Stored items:

● ● ● ● ● ● ●

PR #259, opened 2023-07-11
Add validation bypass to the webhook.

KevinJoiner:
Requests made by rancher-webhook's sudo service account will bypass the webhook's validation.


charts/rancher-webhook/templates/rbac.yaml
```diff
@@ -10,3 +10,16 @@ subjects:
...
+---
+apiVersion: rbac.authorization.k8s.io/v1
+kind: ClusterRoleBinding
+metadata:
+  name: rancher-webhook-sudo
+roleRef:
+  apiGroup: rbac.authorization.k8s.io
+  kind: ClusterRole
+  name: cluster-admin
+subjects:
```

● ● ● ● ● ● ●

Task requirements: Every line from the one containing "charts/rancher-webhook/templates/rbac.yaml" through the end of the entries above must be echoed exactly, with both ends kept.

Exercise response:
charts/rancher-webhook/templates/rbac.yaml
```diff
@@ -10,3 +10,16 @@ subjects:
...
+---
+apiVersion: rbac.authorization.k8s.io/v1
+kind: ClusterRoleBinding
+metadata:
+  name: rancher-webhook-sudo
+roleRef:
+  apiGroup: rbac.authorization.k8s.io
+  kind: ClusterRole
+  name: cluster-admin
+subjects:
```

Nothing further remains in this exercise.